Supported Load Balancers:
- External Application Load Balancer
- Internal Application Load Balancers
Enforcer Setup Instructions:
- Create a Network Endpoint Group for selected Region (Computer Engine -> Network endpoint groups):
- NEG type: Private Service Connect NEG (Regional)
- Target: Published service
- Target service: copy Service Link for the selected Region (provided by HUMAN).
- Network: select Load Balancer network
- HUMAN will need to accept the Client’s connection and allow access to published Service
- Create a Regional backend service (Network Services -> Load balancing -> Backends)
- Select “Regional backend service”
- Select Region (Backend Region must match NEG Region)

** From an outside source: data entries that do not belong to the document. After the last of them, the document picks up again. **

PR #1892, opened 2018-02-09
LSI documentation

steremma:
In this PR I attempt to fix the source internal documentation for the LSI model. More specifically:

* Numpy docstrings for functions methods and classes

* Including type annotation for arguments and returned objects


gensim/models/lsi_dispatcher.py
```diff
@@ -5,12 +5,18 @@
 # Licensed under the GNU LGPL v2.1 - http://www.gnu.org/licenses/lgpl.html
 
 """
-USAGE: %(program)s SIZE_OF_JOBS_QUEUE
+Dispatcher process which orchestrates distributed LSI computations. Run this
```
menshikh-iv: This is executable script, some "special case", please look into `__doc__` and `.. program-output` from https://github.com/RaRe-Technologies/gensim/commit/117d447087b2e9a36fda1279d837e045fefd1558 (same for lsi_worker)

menshikh-iv:
Goond job @steremma :fire:

PR #1895, opened 2018-02-10
Fix docstrings for `gensim.sklearn_api`. Fix #1667

### LINKED ISSUE #1667: Refactor API reference gensim.sklearn_api
**Check this PR for the soon-to-be-deprecated modules:** #1618 

Documented submodules:

- [ ] `__init__.py`
- [x] `atmodel.py`
- [x] `d2vmodel.py`
- [x] `hdp.py`
- [x] `ldamodel.py`
- [x] `ldaseqmodel.py`
- [x] `lsimodel.py`
- [x] `phrases.py`
- [x] `rpmodel.py`
- [x] `text2bow.py`
- [x] `tfidf.py`
- [x] `w2vmodel.py`

steremma:
In this PR I am working on the source documentation for the sklearn API.
More wrappers will be submitted in subsequent pushes to the same PR until they are all complete.


gensim/sklearn_api/lsimodel.py
```diff
@@ -5,11 +5,6 @@
 # Copyright (C) 2017 Radim Rehurek <radimrehurek@seznam.cz>
 # Licensed under the GNU LGPL v2.1 - http://www.gnu.org/licenses/lgpl.html
 
-"""
-Scikit learn interface for gensim for easy use of gensim with scikit-learn
```
menshikh-iv: Some `__doc__` definitely needed

gensim/sklearn_api/lsimodel.py
```diff
@@ -20,14 +15,36 @@
 
 
 class LsiTransformer(TransformerMixin, BaseEstimator):
-    """
-    Base LSI module
+    """Base LSI module.
+
+    Scikit learn interface for `gensim.models.lsimodel` for easy use of gensim with scikit-learn.
```
menshikh-iv: please use links 
```
:class:`~gensim.model.lsimodel.LsiModel`
```

here and everywhere

menshikh-iv: Also, explicit mention "if you want to read more about it, please look into original class :class:`...`"

gensim/sklearn_api/lsimodel.py
```diff
@@ -20,14 +15,36 @@
...
 
     def __init__(self, num_topics=200, id2word=None, chunksize=20000,
                  decay=1.0, onepass=True, power_iters=2, extra_samples=100):
-        """
-        Sklearn wrapper for LSI model. See gensim.model.LsiModel for parameter details.
+        """Sklearn wrapper for LSI model.
+
+        Parameters
+        ----------
+        num_topics : int, optional
```
menshikh-iv: Wdyt about the link to original method only (for avoiding duplication)?

steremma: I also thought about that and I am not sure what is better. On one hand now we have duplication but on the other hand its easier for the developer and user to see the documentation in one tab. Because not all parameters are propagated to the inner model, some of the parameters will be visible in the wrapper and some in the original model (you would need 2 tabs open). I am a bit in favor of duplicating but not 100% sure so if you prefer I will remove duplication.

menshikh-iv: So, maybe combine both approaches: mentioned parameter & type here, but for description - sent the user to the parameter from original class?

steremma: Ok that sounds reasonable, I will apply asap

menshikh-iv: @steremma we discuss this questions again and this isn't good idea, because it's OK if user look into documentation online (and have a link), but if user use `python`/`jupyter`, he will call something like `help(model)` or `model?` and for this case, links don't work :( (and this is the main problem). For this reason - can you return descriptions for parameters, copy-paste is the lesser evil than docstring, that exists, but useless, if you can't read it in your interpreter.

Also, the link to original class must be in any case too.

gensim/sklearn_api/lsimodel.py
```diff
@@ -5,9 +5,19 @@
...
-Follows scikit-learn API conventions
+"""Scikit learn interface for `gensim.models.lsimodel`.
+
+Follows scikit-learn API conventions to facilitate using gensim along with scikit-learn.
+
+Examples
+--------
+Integrate with sklearn Pipelines:
+
+    >>> model = LsiTransformer(num_topics=15, id2word=id2word)
```
menshikh-iv: Great (examples is the really nice idea), but please be sure, that example executable (i.e. you write all needed imports & define data).

You can check that all works easily with `python -m doctest path/to/file/with/examples.py`

menshikh-iv:
@steremma please be accurate with PEP8 checks, look to https://travis-ci.org/RaRe-Technologies/gensim/jobs/343473932#L509 and resolve it.
You can easily check it locally before push, like `tox -e flake8`

steremma:
@menshikh-iv this PR is a work in progress I only push to sync between different workstations (I opened it so that you can easily track the status). Sometimes I have to leave one workstation quickly so I just push to continue from another one. In the end the commits will be squashed so I hope it won't be a problem. We can close the PR for now and re-open when its ready for review and merge.

gensim/sklearn_api/atmodel.py
```diff
@@ -18,17 +37,79 @@
...
 
 class AuthorTopicTransformer(TransformerMixin, BaseEstimator):
-    """
-    Base AuthorTopic module
-    """
+    """Base Author Topic module, wraps :class:`~gensim.models.atmodel.AuthorTopicModel`.
 
+    For more information on the inner workings please take a look at the original class. The model's internal workings
+    are heavily based on `"The Author-Topic Model for Authors and Documents", Osen-Zvi et. al 2004
+    <https://mimno.infosci.cornell.edu/info6150/readings/398.pdf>`_.
```
menshikh-iv: Maybe mention paper only in original class (not here), wdyt?

gensim/sklearn_api/hdp.py
```diff
@@ -4,9 +4,21 @@
...
-Follows scikit-learn API conventions
+"""Scikit learn interface for :class:`~gensim.models.hdpmodel.HdpModel`.
+
+Follows scikit-learn API conventions to facilitate using gensim along with scikit-learn.
+
+
+Examples
+--------
+
+    >>> from gensim.test.utils import common_dictionary, common_corpus
```
menshikh-iv: unindent example please (here and everywhere)

gensim/sklearn_api/atmodel.py
steremma: I will replace references with `some text <http://...>`_

menshikh-iv:
Current PR will fix #1895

- Backend type: Private Service Connect NEG
- Protocol: HTTP/2
- New Backend: select NEG created in Step #1
Here are the equivalent gcloud commands:
gcloud compute backend-services create psc-svc-ext-backend \
--load-balancing-scheme EXTERNAL_MANAGED \
--enable-logging \
--protocol HTTP2 \
--project $CUSTOMER_PROJECT \
--region us-west1
gcloud compute backend-services add-backend psc-svc-ext-backend \
--project $CUSTOMER_PROJECT \
--network-endpoint-group neg-enforcer-us-west-1 \
--network-endpoint-group-region us-west1
- Get Load Balancer “forwarding rule” link:
- In “gcloud” console type the following command:
gcloud compute forwarding-rules describe [FORWARDING-RULE] –region=[REGION] –project=[PROJECT] –format ‘value(selfLink) ‘ - Replace:
- [FORWARDING-RULE] with Load Balancer Forwarding Rule name
- [REGION] with Load Balancer Region
- [PROJECT] with Load Balancer Project
- Save “selfLink” value you see on the screen.

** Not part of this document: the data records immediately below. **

Issue #557, opened 2015-12-06
Get rid of scipy


piskvorky:
Scipy in gensim is only needed for its `scipy.sparse` toolbox for handling sparse matrices, which is a huge overkill. We'd like to finally get rid of scipy as a dependency, keeping only numpy.

Now that we have gensim wheels for Windows (@tmylk), even a compiled gensim module to replace `scipy.sparse` might no longer be a show stopper.

Or maybe get the scipy people to split out `scipy.sparse` into its own, independent package... that would be the best and most flexible (and easiest for us).

@honnibal How do you deal with sparse matrices in spaCy?

gojomo:
Scipy is also used to get the BLAS operations in the word2vec/doc2vec cython code. (Maybe there's a way to use the BLAS directly, but right now it's via Scipy.)

honnibal:
spaCy hasn't needed complicated vector maths, because I've just been using Averaged Perceptron. The disadvantage of this is that it's been harder to say, try Adagrad instead, or plug in the group lasso, etc. But on the other hand I've been able to write code I can read easily, and performance is pretty good.

Here's my sparse array:
https://github.com/honnibal/thinc/blob/master/thinc/sparse.pyx
https://github.com/honnibal/thinc/blob/master/thinc/sparse.pxd

The idea is that the `cdef class` wrapper is stateless, and everything is contained in the `SparseArrayC` struct. There are then static methods to do all manipulations. These could be isolated functions, but it gives me better feels to collect them on a class. They're inlined due to a limitation in Cython --- it only understands the staticmethod decorator on inlined methods. I've been meaning to report this bug, but haven't gotten around to it. These arrays are stored in a hash table, to make up the sparse matrix.

The truth is I've always found the traditional sparse matrix descriptions confusing, and the `scipy.sparse` docs quite opaque. So I've never really understood the established data structures for this, and I figure my problem has fairly extreme values. So it made sense to me to just write some code.

piskvorky:
Great, thanks! Nothing beats the flexibility and control of rolling your own solution :) I like your approach.

To be honest, I've had my own ideas around sparse matrices as well. There are some code paths in gensim where having to know the final shape complicates things. I believe the concept of shape is often irrelevant, even misleading. Because we don't need the full array API, with all its flexibility and indexing -- just treat the shape as infinite (it's all zeros!) and support those matrix operations we really need, in the specific online algorithms.

[...]

PR #1896, opened 2018-02-11
[DNM] Optimize sparse * random dense matrix multiply in LsiModel

brianmingus:
This is an interim pull request so we can view and discuss changes.


menshikh-iv:
Related to https://github.com/RaRe-Technologies/gensim/issues/557 and https://github.com/RaRe-Technologies/gensim/wiki/GSoC-2018-project-ideas#sparsetools-package.

In perspective, better to create `csparse` as distinct package with python/cython wrappers. 

CC: @piskvorky

brianmingus:
Creating a new package is out of scope for me. For the GSoC project I think your path is to look into what's already been parallelized with OpenMP in GraphBlas in SuiteSparse and wrap that, and to then fill in the gaps by writing parallel operations with CSparse.

menshikh-iv:
@brianmingus thanks for the information, current PR will be nice "base" for creating the distinct package.

About sparse stuff in general: we want to drop scipy completely (we use an only small subset of scipy, for this reason, this isn't very hard).

Can you also add links to original "sourse" of `csparse` code + lisence and describe your work here (how you use `csparse`, what you add and why)?

brianmingus:
@menshikh-iv The reason for using SuiteSparse is that Professor Tim Davis is still developing it and it meets licensing and quality requirements.  He has also given us the go-ahead to use it, confirmed he thinks its the right choice for the Python community, and has ensured us it will continue to be developed.

The GraphBLAS implementation in SuiteSparse is based on some abstract algebra, and not all of it has been parallelized and uses OpenMP yet. I haven't really audited it at all, TBH, but that's what I gleaned from Davis' messages. For that that reason we are starting with CSparse. I feel that improving contributing directly to GraphBLAS will add unnecessary overhead as you'd likely have to learn some crazy math, whereas we can use CSparse + Cython to find embarassingly parallel cheat codes that we can implement while research into GraphBLAS continues.

SuiteSparse is BSD 3-clause, the code that I am building off of for pmultiply is MIT.

I recommend your GSoC student audit GraphBLAS, write code that automatically generates a wrapper for GraphBLAS, but do not contribute directly to GraphBLAS. Instead, for any important operations that are not yet parallelized and don't yet use OpenMP in GraphBLAS, instead implement them using CSparse + Cython akin to the example I'm commiting here.

piskvorky:
I'm +1 on a tighter integration, including the code directly where possible. Depending on external libraries (especially complex ones) is a headache from the maintenance POV. We don't want replace  one SciPy with another :)

menshikh-iv:
@piskvorky I prefer tighter integration too (if we should add 1, 2, 10 files, this is OK), but +300 files it's definitely too much (and in this case, one more dependency looks better).

About replace - this partially contradicts with #557.

menshikh-iv:
@brianmingus thanks for the advice, sounds good (but I'm not sure that we'll found the student with needed C level).

menshikh-iv:
@brianmingus can you please remove Matlab/Examples/non-relevant files from PR, right now it's impossible to review.

brianmingus:
@menshikh-iv No problem - I removed the cruft from CSParse.

gensim/test/test_csparse.py
```diff
@@ -0,0 +1,52 @@
...
+from os import cpu_count
+from timeit import Timer
+import unittest
+import logging
+import scipy
+
+class TestCSparse(unittest.TestCase):
+    def testPmultiply(self):
+
+        def matmul(X, Y): return X @ Y
```
menshikh-iv: This operator comes from `3.5`, but we support `2.7` too, please don't use it

brianmingus:
Benchmarks:

```
----------------------------------------------
cpus: 128
X.shape[0]: 1
X.shape[1]: 100000
X density: 1%
X non-zeros: 1000.0
Y.shape[0]: 100000
Y.shape[1]: 1
matmul: 0.0002566 seconds
pmatmul: 0.01109 seconds
speedup: 0.02314 times faster
asserted: X @ Y == pmultiply(X, Y)
----------------------------------------------
cpus: 128
X.shape[0]: 1
X.shape[1]: 100000
X density: 1%
X non-zeros: 1000.0
Y.shape[0]: 100000
Y.shape[1]: 10
matmul: 0.001683 seconds
pmatmul: 0.01274 seconds
speedup: 0.1321 times faster
asserted: X @ Y == pmultiply(X, Y)
----------------------------------------------
cpus: 128
X.shape[0]: 1
X.shape[1]: 100000
X density: 1%
X non-zeros: 1000.0
Y.shape[0]: 100000
Y.shape[1]: 100
matmul: 0.0439 seconds
pmatmul: 0.01794 seconds
speedup: 2.448 times faster
asserted: X @ Y == pmultiply(X, Y)
----------------------------------------------
cpus: 128
X.shape[0]: 1
X.shape[1]: 100000
X density: 1%
X non-zeros: 1000.0
Y.shape[0]: 100000
Y.shape[1]: 1000
matmul: 0.4982 seconds
pmatmul: 0.03356 seconds
speedup: 14.84 times faster
asserted: X @ Y == pmultiply(X, Y)
----------------------------------------------
cpus: 128
X.shape[0]: 1
X.shape[1]: 100000
X density: 1%
X non-zeros: 1000.0
Y.shape[0]: 100000
Y.shape[1]: 10000
matmul: 11.32 seconds
pmatmul: 0.135 seconds
speedup: 83.82 times faster
asserted: X @ Y == pmultiply(X, Y)
```

gensim/test/test_csparse.py
```diff
@@ -0,0 +1,52 @@
...
+        
+        if cpus > 1:
+            t_matmul = Timer(partial(matmul, X, Y)).timeit(1)
+            t_pmatmul = Timer(partial(pmatmul, X, Y)).timeit(1)
+
+            assert(t_pmatmul < t_matmul)
+
+        assert_array_equal(matmul(X, Y), pmatmul(X, Y))
+
+        print(f'''cpus: {cpus}
```
menshikh-iv: f-strings from 3.6, please use `format` instead.

setup.py
```diff
@@ -258,7 +259,12 @@ def finalize_options(self):
             include_dirs=[model_dir]),
         Extension('gensim.models.fasttext_inner',
             sources=['./gensim/models/fasttext_inner.c'],
-            include_dirs=[model_dir])
+            include_dirs=[model_dir]),
+        Extension('gensim.csparse.psparse',
+            sources=['gensim/csparse/psparse.pyx', 'gensim/csparse/CSParse/Source/cs_gaxpy.c'],
```
menshikh-iv: 1. What's about other files (~50 `.c` files in PR)?
2. Maybe we should remove all unused files (or if we shouldn't do this, why)?

gensim/test/test_csparse.py
```diff
@@ -0,0 +1,52 @@
...
+        X = rand(X_rows, X_cols, format="csc")
+        Y = asfortranarray(normal(0.0, 1.0, (X.shape[1], factors)))
+
+        cpus = cpu_count()
+        
+        if cpus > 1:
+            t_matmul = Timer(partial(matmul, X, Y)).timeit(1)
+            t_pmatmul = Timer(partial(pmatmul, X, Y)).timeit(1)
+
+            assert(t_pmatmul < t_matmul)
```
menshikh-iv: `assert` is operator (not a functions), no need `()` here

gensim/test/test_csparse.py
menshikh-iv: also, this is good as the benchmark (allows to control performance), but printing in tests isn't a good idea, please remove this when all other stuff will be ready to merge.

setup.py
```diff
@@ -258,7 +259,12 @@ def finalize_options(self):
...
+            extra_compile_args=['-fopenmp', '-O3', '-ffast-math'],
+            include_dirs = [csparse_dir, csparse_dir + '/CSParse/Include/'],
```
piskvorky: `os.path.join` better? (for operating systems with other file path delimiters)

piskvorky: @menshikh-iv what happens when the compilation fails (e.g. because of `openmp` issues)?
Are these extensions optional, or will this be a "hard-fail"?

brianmingus: An autoconf-style check or try / except compilation with fallback shouldn't prevent getting rid of the existing sparse library. It's not much faster than using * for the multiplication.

menshikh-iv: @piskvorky I'm not sure, but probably this will be "hard-fail", need to test it

gensim/csparse/psparse.pyx
```diff
@@ -0,0 +1,94 @@
+#-----------------------------------------------------------------------------
```
menshikh-iv: Better to remove `README.*` files, but mention links to original site/repo/any useful information here.

setup.py
```diff
@@ -103,6 +103,7 @@ def finalize_options(self):
 
 
 model_dir = os.path.join(os.path.dirname(__file__), 'gensim', 'models')
+csparse_dir = os.path.join(os.path.dirname(__file__), 'gensim', 'csparse')
```
menshikh-iv: Can you move this deeply to gensim, for example `gensim.models._csparse` instead of `gensim.csparse` (because this is really low-level internal stuff for special cases).

brianmingus:
This is getting close - main issues are 1) in simplifying import structure by enabling

```python
from gensim.csparse import gaxpy
```
This is now broken:
```python
from gensim.csparse.psparse import pmultiply
```

Additionally, I haven't actually tested that lsi is returning the same results.

Also of note, I removed both invocations of sparsetools.csc_matvecs, including in the else clause. We should do some kind of integration testing.

gensim/test/test_csparse.py
```diff
@@ -0,0 +1,40 @@
...
+# Copyright (C) 2010 Radim Rehurek <radimrehurek@seznam.cz>
+# Licensed under the GNU LGPL v2.1 - http://www.gnu.org/licenses/lgpl.html
+from gensim.csparse import gaxpy
+
+from numpy.testing import assert_array_equal
+from numpy import asfortranarray
+from numpy.random import normal
+from functools import partial
+from scipy.sparse import rand
+from os import cpu_count
```
menshikh-iv: this doesn't works on `python2`, better use https://docs.python.org/3/library/multiprocessing.html#multiprocessing.cpu_count

gensim/models/lsimodel.py
```diff
@@ -678,16 +677,15 @@ def stochastic_svd(corpus, rank, num_terms, chunksize=20000, extra_dims=None,
     # first phase: construct the orthonormal action matrix Q = orth(Y) = orth((A * A.T)^q * A * O)
     # build Y in blocks of `chunksize` documents (much faster than going one-by-one
     # and more memory friendly than processing all documents at once)
-    y = np.zeros(dtype=dtype, shape=(num_terms, samples))
+
```
menshikh-iv: You removed `y` from here, but in next line `y` referenced.

menshikh-iv:
@brianmingus about "integration testing" - we can simply add the new test (as the comparison with deprecated `sparsetools`), this is not perfect, but good enough solution (at least for current time), because `sparsetools` available right now and we have `scipy` as core dependency of project.


About simplifying structure - I don't think that this is really needed here because this is internal functionality (not public).

setup.py
```diff
@@ -23,6 +27,30 @@
...
 ez_setup.use_setuptools()
 
+# 3-clause BSD: https://github.com/yt-project/yt/blob/master/COPYING.txt
+def test_openmp():
+  
+    tmpdir = tempfile.mkdtemp()
+    curdir = os.getcwd()
+    os.chdir(tmpdir)
+
+    compiler = os.environ.get('CC', distutils.sysconfig.get_config_var('CC')).split()[0]
```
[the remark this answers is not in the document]
menshikh-iv: Maybe we no need "fallback" here (with `openmpi`), because
- We provide wheels for users (and we can use `openmpi` when we build wheels)
- If the user wants to compile itself, he should have **compiler** + **python headers (dev package)** -> what's a problem to install one more package (**openmpi**)?
- This looks like not really useful complication (I don't see the case when this is really needed)

CC: @piskvorky thoughts?

menshikh-iv:
Hello @brianmingus, how is going? Are you need some help with PR?

brianmingus:
I've been in Mexico for a week. Returning today.

menshikh-iv:
Ping @brianmingus

brianmingus:
Will deliver this weekend. What was the verdict on Windows support?

menshikh-iv:
@brianmingus several tips:
- we definitely should support windows
- I'm not sure that we need any "fallback" for windows, I described my opinion in https://github.com/RaRe-Technologies/gensim/pull/1896#discussion_r170450923 CC: @piskvorky 
- I can try to build wheels (with openmpi on windows) when this PR will be almost done, this is best test for this case I think.

piskvorky:
I can't say I care about Windows too much. For me it's "nice to have", but wouldn't delay this (amazing!) feature because of it.

brianmingus:
I am hoping to wrap this up but haven't managed to get to it. I noticed you
are doing fairly regular point releases - is the next one scheduled?

menshikh-iv:
@brianmingus yes, next release - first week of April

dselivanov:
Hi here. I've noticed this PR and discussion from twitter. Recently I've improved same CSR * dense matrix multiplies for my [reco](https://github.com/dselivanov/reco) R package (in fact it is also mainly heavily used for truncated SVD calculation).  I used Eigen library for that - it does CSR*dense multiplies with OpenMP. Not sure whether it is faster or slower (I think it should be at least on par with current PR). But it is battle-tested and widely used in industry.

brianmingus:
I dont recall stumbling upon or evaluating Eigen. It looks widely used,
although I note that ie Tensorflow doesn't actually have a parallelized
sparse*dense multiply. IIRC the whole thing is one OP.

GraphBLAS has strong surface validity. It went through a standards
committee and has an implementation in C that is increasingly using OpenMP.

This PR does not use GraphBLAS because its implementation of this function
does not use OpenMP.  Tim Davis says that is in progress.

So the proposal is basically GraphBLAS vs Eigen for the long term, and I
think GraphBLAS is more in the spirit of BLAS which we know and love (but
hate to install).

brianmingus:
I did a library search (incomplete :) before I started. Criticism welcome :)

brianmingus:
I have permission to work on this for a half day. Will do today or tomorrow
and wrap up.

I need to:

- Get csparse import working
- Make sure LsiModel is working
- Get tests passing

piskvorky:
Thanks @brianmingus -- a wrap-up summary, detailing any outstanding TODOs and issues so others can pick this up, would be much appreciated!

piskvorky:
I just saw @dselivanov 's PR (seems related): https://github.com/conradsnicta/armadillo-code/pull/66

brianmingus:
Just took a look at that. A very nice library, although it would
effectively add the dependency of Anaconda due to its reliance on multiple
different BLAS libraries.

dselivanov:
Reason for my contribution was that my pkg depends on both Armadillo and Eigen which is too much.  Also code which  depends on Eigen takes quite a lot of RAM to compile - I was unable to compile pkg on machine with 1gb RAM. Then I've rewritten CSR*dense products with arma. And it appeared to be 30%-50% faster compared to Eigen for my test cases (quite big matrices). After that I  proposed similar implementation for dense*CSC matrices to arma - the only sparse matrix format in arma is CSC.

@brianmingus this is not totally true. arma depends on LAPACK (if you call routines like `solve`, etc.). For BLAS it can use different backends, but also it has its own implementation which is slower than OpenBLAS but still very decent - see related [configuration](http://arma.sourceforge.net/docs.html):

> **ARMA_USE_BLAS** - Enable use of BLAS, or a high-speed replacement for BLAS (eg. OpenBLAS, Intel MKL, AMD ACML or the Accelerate framework). BLAS is used for matrix multiplication. Without BLAS, Armadillo will use a built-in matrix multiplication routine, which might be slower for large matrices.
**ARMA_DONT_USE_BLAS** - Disable use of BLAS. Overrides ARMA_USE_BLAS

@piskvorky Overall it will be amazing if Python/gensim community will be able to use arma - this will foster collaboration and allow to work on the shared C++ backend for common models/algorithms. Let's take it to another thread if there is interest.

brianmingus:
@dselivanov What do you think about my benchmarks above? Also, how does arma compare to the generalized plan to use GraphBLAS moving forward?

menshikh-iv:
Sorry for annoying @brianmingus but what's about current PR?

dselivanov:
@brianmingus sorry, I forgot to answer anything. Theoretically GraphBLAS look very interesting, but I've read only  basic descriptions. On other side I used arma for a couple of projects and I feel it is really easy to use it - templated C++ code feels quite natural and high-level. I feel like I will be far less productive with C code... Also arma is not only about sparse matrices  - it is more general scientific library (I believe suitesparse will be more comprehensive).

So my very "god feeling" conclusion - suitesparse/GraphBLAS can be more comprehensive for sparse matrices, arma - more general and much easy/natural to use. **I could be totally wrong - conclusion above is based on very limited experience**.

menshikh-iv:
Unfortunately, Brian has no time now, I hope that anybody with strong engineering skill can help us later.
@brianmingus big thanks for your work, I really appreciate it :+1:, feel free to re-open if you'll have a time.

brianmingus:
Dask is another compatible path to consider. I've been using it for several weeks. http://dask.pydata.org/en/latest/array-sparse.html

See the Requirements section for what we'd need to implement for this PR. Then we'd need to also add support for passing gensim Dask arrays. 

This may be the path to utilizing 1PB of memory.

Dask can also replace Pyro. 

@piskvorky thoughts?

piskvorky:
Yeah, we considered Dask. There is another gensim PR for using Dask already.

@brianmingus what has been your experience with Dask so far? I heard it's still a little rough for real practical use.

brianmingus:
Anaconda Inc have created a nice stack - Dask + xarray + HoloViews + GeoViews + datashader etc. Probably for their own client work, so it is somewhat idiosyncratic. A mix of functional (esp laziness), syntactic sugar, etc so you have to hardcore RTFM cc @jbednar your thoughts on Dask's suitability for gensim?

jbednar:
Dask and Numba are both very suitable for real work nowadays, and at this point in my life I can't imagine trying to run a project like gensim without them.  Specifically, it makes my heart sink to even imagine trying to support any of these  features of gensim without using Dask:

- All algorithms are memory-independent w.r.t. the corpus size (can process input larger than RAM, streamed, out-of-core),
- Efficient multicore implementations of popular algorithms
- Distributed computing

Plus Numba is amazing and now quite stable for optimizing the per-core performance, making it the perfect counterpart to Dask.  I can't say whether it's worth the cost of *switching* gensim to Dask now that you apparently already have a codebase supporting these features, but I can confidently predict that if you wanted to do that work, you'd be able to delete vast quantities of code and have the resulting system be far more capable.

- In “gcloud” console type the following command:
- Get Regional backend service link:
- In “gcloud” console type the following command:
gcloud compute backend-services describe [BACKEND] –region=[REGION] –project=[PROJECT] - Replace:
- [BACKEND] with Regional backend service name, created in Step #3
- [REGION] with Load Balancer Region
- [PROJECT] with Load Balancer Project
- Search and save “selfLink” value.
- In “gcloud” console type the following command:
- Adjust enforcer.yaml file (provided by HUMAN):
- Replace forwardingRules link with selfLink from Step #4
- Replace service link with selfLink from Step #5
- Adjust “metadata” section:
- app_id / auth_token: Application ID / AppId and Token / Auth Token can be found in the Portal, in the “Applications” section.
- cookie_secret: Cookie Encryption Key can be found in the portal, in the “Policies” section.

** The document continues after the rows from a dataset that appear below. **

PR #1909, opened 2018-02-15
setup.py was missing the license field

nils-werner:
While it has no effect on the actual license or the usability of this library, it hinders the use of tools like `pip-licenses`.


menshikh-iv:
thanks @nils-werner, congratz with first contribution :1st_place_medal:

PR #2621, opened 2019-10-05
Changed the default value of blocksize in mz_keywords #2523

### LINKED ISSUE #2523: bug in gensim.summarization.mz_entropy.mz_keywords
**Problem statement:**

It seems to be a bug if the text is too short and number of words is lower than blocksize. In my case the values were: `n_words (232.0) ` and `blocksize (1024)`.

**Log:**

```
gensim\summarization\mz_entropy.py:127: RuntimeWarning: invalid value encountered in double_scalars
  - __log_combinations(n_words, blocksize)
```

**Dirty solution:**

Override `blocksize` value from the default `1024` to something lower:

`mz_keywords(text, blocksize=128)`

csaranbalaji:
fixes #2523

### DIFF
--- a/gensim/summarization/mz_entropy.py
+++ b/gensim/summarization/mz_entropy.py
@@ -10,7 +10,7 @@ import numpy as np
 import scipy
 
 
-def mz_keywords(text, blocksize=1024, scores=False, split=False, weighted=True, threshold=0.0):
+def mz_keywords(text, blocksize=128, scores=False, split=False, weighted=True, threshold=0.0):
     """Extract keywords from text using the Montemurro and Zanette entropy algorithm. [1]_
 
     Parameters
--- a/gensim/test/test_summarization.py
+++ b/gensim/test/test_summarization.py
@@ -270,8 +270,8 @@ class TestSummarizationTest(unittest.TestCase):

- remote_config_auth_token: The token used to authenticate the enforcer with the HUMAN remote configuration service.
- Adjust “celExpression” section to include / exclude particular requests from sending to the Enforcer. Please refer to “CEL matcher language” reference page: https://cloud.google.com/service-extensions/docs/cel-matcher-language-reference
- Finally configure HUMAN Enforcer traffic extension:
- In “gcloud” console type the following command:
gcloud service-extensions lb-traffic-extensions import traffic-ext –source=enforcer.yaml –location=[REGION] –project=[PROJECT] - Replace:
- [REGION] with Load Balancer Region
- [PROJECT] with Load Balancer Project
- In “gcloud” console type the following command:
Benefits of the integration
- Improves security by keeping malicious traffic away from the web servers;
- Enhances user experience – faster load time given decreased web server traffic; and,
- Creates potential cost savings since fewer web servers may be required (assuming the message cost of callouts does not offset the savings).
Conclusion
The integration of HUMAN Security with Google Cloud’s Service Extensions callouts marks a significant advancement in the fight against online fraud and abuse. By combining the scalability and performance of Google Cloud’s infrastructure with HUMAN Security’s advanced threat detection capabilities, customers can now proactively protect their applications and users from a wide range of cyber threats. This partnership not only simplifies security management but also empowers organizations to foster trust, safeguard their digital assets, and ensure a seamless online experience for their customers. As the threat landscape continues to evolve, this integration serves as a testament to the power of collaboration in building a more secure and resilient digital ecosystem.